July 26, 2013

Protect Your Social Security Disability Benefits From Fraud

Ed Swierczek Photo

By Ed of Allsup

It’s challenging enough to qualify for the Social Security Disability Insurance (SSDI) benefits that you earned while you were able to work. Finally receiving those benefits and then having them stolen by a stranger, or worse—a trusted friend or family member—can be devastating.

The fact is, beneficiaries aren’t always able to handle their personal financial arrangements. In these instances, the Social Security Administration (SSA) will appoint a relative, friend or other representative payee to handle financial transactions. While these custodians usually act in the best interest of the beneficiary, there are times when that is not the case.

If you or someone you love has experienced a misuse of benefits by a representative payee, you should contact the SSA Office of Inspector General (OIG) immediately using an online form to submit a report of fraud or abuse or call (800) 269-0271.

The OIG is dedicated to detecting and deterring fraud and abuse. Be sure to provide as much information as possible, including the beneficiary’s name and the representative payee’s name; the Social Security number of both individuals; the date of birth of both individuals; and some facts regarding the allegation, including how the fraud was committed and where it took place.

Preventing Identity Theft

With identify theft as one of the fastest-growing crimes in America, it’s important to keep a close eye on your financial affairs.

The U.S. Department of Justice reported that, in 2012, government documents and/or benefits fraud was the most common form of reported identity theft, equaling 46 percent of complaints.

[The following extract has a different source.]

PR #610, opened 2026-07-31
Drop the security review lens to one sample too

hwisoo-kim:
## Summary

Follow-up to **#607** (merged), which cut the code-quality lenses to `samples: 1` but **kept `security` at 2**. This drops `security` to 1 as well, on request — so every blocking review lens is now single-sample.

As of March 1, 2013, the SSA issues the majority of disability payments electronically. To protect yourself, the OIG recommends establishing a mySocial Security online account to prevent someone from opening an account in your name using stolen information. Set up an account here: www.socialsecurity.gov/myaccount.

If you do become a victim of identity theft, be sure to block electronic access to your information in SSA records at www.socialsecurity.gov/blockaccess.

In May 2013, the SSA put additional fraud prevention measures in place for the mySocial Security online portal, including fraud protection tools for online registration. Other actions include establishing an executive-level fraud deterrent workgroup. Next month, the agency will no longer allow users who have a block in place to change payment information using the Internet.

An important first step in protecting your information—and your benefits—is to regularly monitor all of your personal and financial accounts.